>>>>>
PR #60, opened 2019-05-12
Scala 2.13.0

xuwei-k:


Krever:
@bkirwi do you think you could merge and release this?

bkirwi:
Hmm... I've been holding out on a merge because cats, our main dependency,
doesn't have a stable release on 2.13 yet. (And the current milestone seems
likely to break bincompat.) Would you still want a release under those
conditions?

Krever:
This sounds reasonable. I already rebased this PR and published locally and I don't plan to release anytime soon so form me its fine for at least week or two. Do you know when the stable cats is planned?

kailuowang:
> holding out on a merge because cats, our main dependency, doesn't have a stable release on 2.13 yet. (And the current milestone seems likely to break bincompat.)

That's correct. Although, a milestone deline release will be helpful...(at least I can use it. :) )

bkirwi:
Aight, I can milestone if it'll help folks... will comment here when that's done.

bkirwi:
Released as `0.7.0-M0`... holler if you run into any issues.

kailuowang:
Thanks!

PR #61, opened 2019-05-20
Mention `tupled` for combining Opts

BenHutchisonSeek:
When I was learning Decline, this was a key question not covered by the existing docs that I spent a fair bit of time figuring out; want to ease the way for the next person trying out Decline


bkirwi:
Sure, seems good! It's a pain that `cats` doesn't have any docs we can link to here...

PR #66, opened 2019-07-04
Proposal: Support cats-effect IOApp

### LINKED ISSUE #35: Support for effects in CommandApp

alonsodomin:
This is a proposal for supporting `IO`-based applications built with `cats-effect`, main changes are:
* Adds a new `CommandIOApp` class which needs to be extended
* Replaces the `HelpFlag` in the `Opts` applicative by an `Abort` one. This is inspired by the Haskell's `optparse-applicative` and allows for unifying aborting execution due to a `--help` flag or any other user's custom one (i.e. `--version`, as it can be seen in the `CommandIOApp`).

Let me know what your thougts are on this, I assume that we may need to give some more work to this to be mergeable though... (i.e. a test of this...)

Closes #35


bkirwi:
Hey, neat! As mentioned on the issue, this is a pretty appealing feature... and I appreciate the included docs etc.

Two overall, related comments up front:
- Changing the signature of `command.parse` is a breaking and easy-to-miss change for a lot of users. Common for users to do `cmd.parse(args).match { case Left(x) => System.err.println(x.toString); sys.exit(1) }` or similar, which will give the wrong exit code / print stream now. I think the existing `CommandApp` would currently have the wrong behaviour here too!
- Having `class CommandIOApp(command: Command[A])` with a method `def execute(a: A): IO[ExitCode]` is functionally equivalent to defining `class CommandIOApp(command: Command[IO[ExitCode]])` for our purposes. It's not clear we gain anything by the extra API surface.

I'm a little bit loathe to bake in a new effect type to `Opts` directly... and it seems like if we took the `class CommandIOApp(command: Command[IO[ExitCode]])` approach we wouldn't need to, because it would be easy to define a `showVersion: IO[ExitCode]` that printed directly. Would you consider that approach?

alonsodomin:
Yeah, this approach is quite intrussive as it requires the modification of the applicative and others parts that act as the internal machinery. I guess I'm strongly influenced by the usage of `optparse-applicative` in which the common thing is to parse the command line into a data structure and then _interpret_ it later (hence the abstract `execute` method).

I'll give it another go using the `Command[IO[ExitCode]]` approach to see how it looks like.

alonsodomin:
Now I remember why I chose to have a `CommandIOApp` with an abstract `execute` method, the `IOApp` from `cats-effect` provides with some implicits (i.e. `Timer[IO]`, `ContextShift[IO]`) which are required to implement useful concurrent `IO` operations. By extending the `CommandIOApp` those implicits are in scope and providing actions that fulfil al `A => IO[ExitCode]` is trivial for the simple cases (of course, async operations still will require their own instances of those implicits.

Asking for a `Command[IO[ExitCode]]` (or a `Opts[IO[ExitCode]]`) in the class constructor means that the implicits are not in scope and to be able to have one of those, users will need to do something in the likes of the following:

```scala
val myCliOpts: Opts[MyCliOpts] = ???
def myCliInterpreter(opts: MyCliOpts)(implicit timer: Timer[IO]): IO[ExitCode] = ???

myCliOpts.map { opts =>
  val executionContext: ExecutionContext = ???
  implicit val timer = IO.timer(executionContext)
  ... // other implicits
  myCliInterpreter(opts)
}
```

However with the `CommandIOApp`, `myCliInterpreter` is the `execute` method, which doesn't need additional implicit arguments. The implicit arguments will be needed anyway in case the user is interested in define different interpreters in different files/modules. But I find the redefiintion of the defaults in the `map` combinator a bit annoying, since it makes the trivial case no so trivial anymore.

Any idea on how to circumbent this?

johnynek:
My 2 cents are: decline-effect is a nice module to have, but I think it can and should be implemented without any changes to decline core.

bkirwi:
> I guess I'm strongly influenced by the usage of optparse-applicative in which the common thing is to parse the command line into a data structure and then interpret it later (hence the abstract execute method).

That's definitely a common pattern, but working with the effect type directly is also pretty common (especially with subcommands) and I think it's important to support both. (And IME the optparse-applicative style is easier to implement on the "direct" style than the reverse.)

Well spotted on the `ContextShift` / etc. issue... had not occured to me! It does make the class constructor approach less appealing. I guess the alternative is to use the `IOApp` style directly:

```scala
object MyApp extends CommandIOApp {
  def command: Command[IO[ExitCode]] = ???
}
```

Main downside of that pattern is that you can't overload the constructor like `CommandApp` does. We could just bake in the `version` behaviour:

```scala
object MyApp extends CommandIOApp {
  def version = "1.0" 
  def command: Command[IO[ExitCode]] = ???
}
```

Alternately we could just stick a helper on the companion object and tell users to mix it in if they want it:

```scala
object CommandIOApp {
  def printVersion(v: String): Opts[IO[ExitCode]] = ???
}
```

The second one is a bit less magical... but `decline` overall tries pretty hard to implement CLIs that are POSIX / [GNU compliant](https://www.gnu.org/prep/standards/html_node/Command_002dLine-Interfaces.html) and those guidelines do say every command should have a `version` flag. Maybe the right compromise is to do ~both:
- Have `CommandIOApp` which bakes in the `def version` behaviour.
- Factor out most of the logic to helper methods on `CommandIOApp`, so folks who want to mix and match can do that easily.

Thoughts?

alonsodomin:
What about if the version would be passed as a constructor argument...?

```scala
abstract class CommandIOApp(version: String = "") {
  def command: Command[IO[ExitCode]]
}
```

I'll give a try to some of these ideas over the weekend.

alonsodomin:
Created pull request #67 for doing the same with minimal changes (just the additional `decline-effect` module).

I'll close this one, we can continue the conversation over there.

PR #67, opened 2019-07-06
Support cats-effect IOApp

### LINKED ISSUE #35: Support for effects in CommandApp

alonsodomin:
Another take into supporting effectul applications via `cats-effect`, now without any changes to the `core` module and using an approach as suggested in #66.

In this take, the `CommandIOApp` takes the constructor arguments needed to build a `Command[IO[ExitCode]]` that supports a version flag and asks the user to provide with an implementation of `commandOpts: Opts[IO[ExitCode]]` in which the user can take the advange of the _runtime_ provided by the cats-effect `IOApp` to implement their `IO`s.

Obviously, this is open for suggestions. The fact that the `CommandIOApp` loses the ability of being instantiated by an `Command[IO[ExitCode]]` as the `CommandApp` can do, can be considered a lack of consistency, although it could also be a good trade off...

Let me know what you think.

Closes #35


effect/shared/src/main/scala/com/monovore/decline/effect/CommandIOApp.scala
```diff
@@ -0,0 +1,42 @@
...
+  }
+
+  override final def run(args: List[String]): IO[ExitCode] = {
+    def printHelp(help: Help): IO[ExitCode] =
+      IO(System.err.println(help)).as {
+        if (help.errors.size > 0) ExitCode.Error
+        else ExitCode.Success
+      }
+
+    for {
```
johnynek: When ambient args are set we totally ignore args here? That seems strange to me. Can we comment why?

alonsodomin: Yes, that line will ignore `args` when `ambientArgs` is not a `None`. If I am correct, `ambientArgs` should be a `Some` only when running in a NodeJS process, which made me implement the test only in the JVM because I was not using real command line arguments.

This is just a replication of the same behaviour in `core` for the `CommandApp`. It could also be safe to assume that, since `IOApp` is already cross-platform, we don't need the `ambientArgs` trick anymore.

Shall I get rid of them and rely on `args` only?

bkirwi: Yep, you understand the idea right.

I actually don't know if `IOApp` does the right thing here --worth testing! (I can't see code that would do it, but I might be missing out.) If testing is too painful, we can probably skip -- this code at least shouldn't do any harm.

(If `IOApp` is not doing the right thing, that might be a nice upstream contribution, but we'd want to hang onto it in the meantime.)

doc/src/main/tut/effect.md
```diff
@@ -0,0 +1,131 @@
...
+```
+
+Now we need to build our parser composing the individual elements for each of the components. So the `ps` subcommand
+will look like the following:
+
+```tut:book
+val showProcessesOpts: Opts[ShowProcesses] = Opts.subcommand("ps", "Lists docker processes running!") {
+  Opts.flag("all", "Whether to show all running processes.", short = "a")
+    .orNone
+    .map(_.fold(false)(_ => true))
```
bkirwi: `.orFalse` would be more idiomatic here.

effect/shared/src/main/scala/com/monovore/decline/effect/CommandIOApp.scala
```diff
@@ -0,0 +1,42 @@
+package com.monovore.decline.effect
+
+import cats.effect.{IO, IOApp, ExitCode}
+import cats.implicits._
+
+import com.monovore.decline._
+
+abstract class CommandIOApp(name: String, header: String, helpFlag: Boolean = true, version: String = "") extends IOApp {
+
+  def commandOpts: Opts[IO[ExitCode]]
```
bkirwi: I'd be tempted to name this just `opts` or `main`.

effect/shared/src/main/scala/com/monovore/decline/effect/CommandIOApp.scala
```diff
@@ -0,0 +1,42 @@
...
+
+  private[this] val command: Command[IO[ExitCode]] = {
```
alonsodomin: Now that I look at this with fresh eyes, this `val` is a code smell since it is depending on a `def` and could cause initialization order errors. It should be either a `lazy val` or a `def`, the former giving just the benefit of being synchronized... which I doubt is of any gain in here... any strong thoughts on that?

effect/shared/src/main/scala/com/monovore/decline/effect/CommandIOApp.scala
alonsodomin: According to ScalaJS docs, there should be no need to do any tricks to get the command line arguments when running a ScalaJS process (their example HelloWorld takes a `def main(args: Array[String]): Unit`). But I keener of keeping the same code that is right now in `core` and potentially fix this in a PR that targets both modules.

effect/shared/src/main/scala/com/monovore/decline/effect/CommandIOApp.scala
alonsodomin: `main` it's ok for me

alonsodomin:
The `CommandIOApp.FromCommand` it's not a bad solution, but kinda feel that it's probably better to leave for a later PR... it's quite likely that users may not find a reason to use it...

alonsodomin:
took the liberty of adding `sbt makeMicrosite` to test the documentation during the build and found out that it breaks with Scala 2.13.0-M5 because of a deprecated implicit conversion

effect/shared/src/main/scala/com/monovore/decline/effect/CommandIOApp.scala
bkirwi: Slight preference for `def`.

effect/shared/src/main/scala/com/monovore/decline/effect/CommandIOApp.scala
bkirwi: Yeah, historically they would just call `main` with an empty array. (Sketchy!) Maybe they've fixed it, but I'd want to test to be sure.

+1 to keeping the existing pattern and following up.

alonsodomin:
yeah, this should be ready to merge.

regarding the microsite stuff: apart from removing the fatal warnings during the execution of `tut`; had to split one of the code blocks into two, for some reason the Scala repl for 2.13 didn´t like seeing a comment in there

bkirwi:
Cool!

Going to try and get this out along with the 2.13 milestone.

bkirwi:
(Out under `0.7.0-M0` if you want to try it.)

PR #69, opened 2019-07-11
Fix scalatest deprecation compile error

Taig:
Waiting for CI and will make subsequent changes if necessary


bkirwi:
...that was fast!

PR #70, opened 2019-08-22
Proposal: Enumeratum Support

alonsodomin:
I find quite useful to be able to define enumerated values in my applications and, until Scala 3 arrives, the best support for enumerated values comes via the `enumeratum` library.

This PR adds another module to decline bringing an integration with that library so the cases for a given enumerated type can be used as command line arguments.

PS: Took the liberty to add an instance for `Argument[Short]` since it looked to me that the fact that it was missing may have been overlooked. Still, there is possibility here to add also instances for `Argument[Char]` and `Argument[Byte]` so enums backed by `Char` or `Byte` can also be used.

### DIFF
--- a/enumeratum/src/main/scala/com/monovore/decline/enumeratum/ValueEnumArgument.scala
+++ b/enumeratum/src/main/scala/com/monovore/decline/enumeratum/ValueEnumArgument.scala
@@ -5,15 +5,12 @@ import cats.data.{Validated, ValidatedNel}
 
 import _root_.enumeratum.values._
 
-import scala.reflect.ClassTag
-
 private[enumeratum] final class ValueEnumArgument[A, Entry <: ValueEnumEntry[A]](
     enum: ValueEnum[A, Entry],
-    baseArgument: Argument[A],
-    ct: ClassTag[Entry]
+    baseArgument: Argument[A]
   ) extends Argument[Entry] {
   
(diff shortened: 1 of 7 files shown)


enumeratum/src/main/scala/com/monovore/decline/enumeratum/ValueEnumArgument.scala
```diff
@@ -0,0 +1,28 @@
...
+
+import scala.reflect.ClassTag
+
+private[enumeratum] final class ValueEnumArgument[A, Entry <: ValueEnumEntry[A]](
+    enum: ValueEnum[A, Entry],
+    baseArgument: Argument[A],
+    ct: ClassTag[Entry]
+  ) extends Argument[Entry] {
+  
+  override def defaultMetavar: String = ct.runtimeClass.getSimpleName().toLowerCase()
```
bkirwi: I'd like to avoid a dependency on the runtime class name... could we use the `baseArgument.defaultMetavar` here and maybe just something generic like `value` below?

alonsodomin:
great, glad that you find the contribution interesting, I address the comment regarding the `defaultMetavar` and added `Argument` instances for `Char` and `Byte` to give a broader support to the value enums.

bkirwi:
Changes look good... thanks again for the contribution! I'm going to try and get a release out along with the new cats RC soon as well.

PR #87, opened 2019-09-18
Doc rewrite

bkirwi:
Two things:
- Rewrite and overall condense the docs.
- Use `scalafmt`. (Overall dunno if it's an improvement, but consistency seems worth it.)


bkirwi:
(Implemented the different parts of this in other PRs.)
<<<<<
● TASK
Each line of the material above that holds "helper" counts once; give the total and nothing else.

● EXERCISE ANSWER
2